Thirty-Eight : Dark Sky

908 149 65
                                    

Angin dingin berhembus menerbangkan helaian rambut hitam legam sang pangeran. Hanfu hitam polos membalut tubuh kecilnya, matanya bengkak, hidungnya pun memerah. Pada tangannya terdapat ornamen sang kakak yang baru saja ia antar sampai ke peristirahatan terakhir. Kakaknya Areum telah tiada.

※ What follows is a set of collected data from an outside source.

PR #220, opened 2016-10-14
Make rollup and babel production deps

ithinkihaveacat:
*Whoops!* This PR makes `npm start` work if packages are installed via `npm install --production`. (It's fine with `npm install`, but that's probably not what's happening on GAE.)

### DIFF
--- a/package.json
+++ b/package.json
@@ -41,6 +41,7 @@
     ]
   },
   "dependencies": {
+    "babel-preset-es2015-rollup": "^1.2.0",
     "body-parser": "^1.15.2",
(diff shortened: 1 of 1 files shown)


ithinkihaveacat:
Would be nice to have an automated test for this. It's basically something like:

1. `npm install --production` — install modules
2. `npm start` — start the server

Is anything running `http://localhost:8080`?

Not sure how to express this in the Travis config, though. (It installs packages via `npm install`.)

juliantoledo:
LGTM

Issue #225, opened 2016-10-21
Indicate if no lighthouse score is available


sebastianbenz:
Before we have a first lighthouse score we show the score as 0. This can be misleading. Either show `-`, `n/a` or maybe an icon, e.g. [this](https://design.google.com/icons/#ic_hourglass_full).

juliantoledo:
Great idea. Thank you @sebastianbenz

ithinkihaveacat:
I suppose a push notification would be nice, once the score is available
too.

juliantoledo:
It takes about 1 minute to get the score, let's open an issue to start building notifications in general.

PR #228, opened 2016-10-24
Indicate that the Lighthouse is in progress #225

juliantoledo:


juliantoledo:

models/pwa.js
```diff
@@ -22,7 +22,7 @@ class Pwa {
   constructor(manifestUrl, manifestModel) {
     this.manifestUrl = manifestUrl;
     this.manifest = manifestModel;
-    this.lighthouseScore = 0;
+    this.lighthouseScore = undefined;
```
andreban: We can probably remove this line, since this.lighthouseScore will be undefined by default.

PR #230, opened 2016-10-25
Lighthouse graph

juliantoledo:


lib/lighthouse.js
```diff
@@ -72,6 +72,58 @@ exports.findByPwaId = function(pwaId) {
...
+
+/**
+ * Retrieves the Lighthouse Grpah data for a PWA
+ * in Google Charts JSON format
+ *
+ * @param {number} pwaId
+ * @return {Promise<Json>}
+ */
+exports.getLighthouseGraphByPwaId = function(pwaId) {
+  return new Promise((resolve, reject) => {
```
ithinkihaveacat: I think it should be possible to eliminate the `Promise` constructor and just `return this.getLighthouseByPwaId(…)`.

controllers/api.js
```diff
@@ -0,0 +1,47 @@
...
+    .then(lighthouseGraph => {
+      if (lighthouseGraph) {
+        res.setHeader('Cache-Control', 'public, max-age=' + CACHE_CONTROL_EXPIRES);
+        res.json(lighthouseGraph);
+      } else {
+        res.status(404);
+        res.json('not found');
+      }
+    })
+    .catch(err => {
```
ithinkihaveacat: We probably should tidy up this error handling in this and other controllers in another PR, see https://expressjs.com/en/advanced/best-practice-performance.html#use-promises.

.eslintignore
```diff
@@ -1,3 +1,4 @@
 /coverage
 /third_party
 /public/js/gulliver.js
+/public/js/ligthouse-chart.js
```
ithinkihaveacat: Also, why ignore this file?

juliantoledo: I certainly have a big problem spelling lighthouse :(

The problem is that 'google' is not defined  no-undef, because is imported in the page and not in this file, how can I solve that?

ithinkihaveacat: Oh, I see. I think the right thing to do is tell eslint `google` is a global via a comment. Actually, also needs the `browser` environment to get away with `XMLHttpRequest`:

```js
/* global google */
/* eslint-env browser */
```

public/js/ligthouse-chart.js
```diff
@@ -0,0 +1,58 @@
...
+      });
+    };
+    xhr.send();
+  });
+}
+
+function drawChart() {
+  const chartDiv = document.getElementById(CHART_ELEMENT_ID);
+  const pwaId = chartDiv.getAttribute("pwa");
+  console.log(pwaId);
```
juliantoledo: done.

public/js/ligthouse-chart.js
```diff
@@ -0,0 +1,58 @@
+const CHART_ELEMENT_ID = 'chart';
```
juliantoledo: done.

.eslintignore
juliantoledo: Thanks, done.

views/includes/lighthouse.hbs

Dengan cara yang paling mengenaskan, yang ia tahu.

"Hiks.." Taeyong tersedu lagi, air mata yang semula sudah berhenti kini turun lagi, seharusnya anak laki-laki tidak boleh menangis, tapi hatinya betul sakit. "A-apa kau membenciku, karena aku sering meledekmu.. hiks.. Areum..."

Kepalanya tertunduk, disembunyikan di antara kedua kaki yang tertekuk duduk pada undakan anak tangga sambil memeluk dirinya sendiri. Dia menangis lagi, walau ayah dan paman Jimin bilang kalau semua adalah takdir dewa, rasanya Taeyong belum percaya. Tubuhnya menggigil, bahkan ibunya tidak lebih baik.

Dia pingsan berulang kali sampai sekarang, tangisnya menjadi bumerang rasa bersalah untuk si pangeran. "Apa ibu akan membenciku, karena aku selalu mengganggu Areum.. hiks?"

"Pangeran.."

"Hiks.. kakak.."

Jeonsan tertegun.

"Kakakku, Jeonsan.. Areum, huwaaaaaa..." Tangisnya mengencang, Taeyong tidak sanggup lagi menahannya dan berpura-pura tegar. "Aku sangat menyayangi kakakku, tapi.. hiks.. tapi dia pergi.. huwaaaaaa..."

Sang sahabat duduk di sisinya. Merangkul pelan punggung sang pangeran dan menariknya ke dalam pelukan. "Sudah.. jangan menangis.. putri Areum, sudah berada di tempat yang lebih baik pangeran."

"..."

Tatapan Jeonsan menyendu, "Kita mungkin kehilangan sosoknya, tapi tidak dengan kenangannya. Kau harus kuat pangeran, ibu.. maksudku ibumu sangat membutuhkanmu sekarang."

Taeyong mendongkak. "Bagaimana kalau ibu membenciku.. aku selalu mengganggu Areum, bisa saja Areum pergi karena aku.. hiks.."

Jemari Jeonsan menghapus air mata di wajah si pangeran. Dia menggeleng, "Tidak ada seorang ibu yang membenci anaknya sendiri, pangeran. Ibumu sangat sayang padamu, dia tidak akan pernah menyalahkanmu untuk sesuatu yang bahkan tidak kau perbuat."

"Huwaaaaaa.. Jeonsan.." Taeyong memeluknya erat.

"Sudah.. tidak apa-apa." Adikku.. "Aku ada di sini, bersamamu."

.

.

.

"Chanyeong.."

"Pangeran.."

"Ibuku-"

Dia tersenyum, walaupun wajahnya masih memerah karena menangis. "Permaisuri ada di dalam bersama Kaisar, masuklah.. dia pasti senang melihatmu."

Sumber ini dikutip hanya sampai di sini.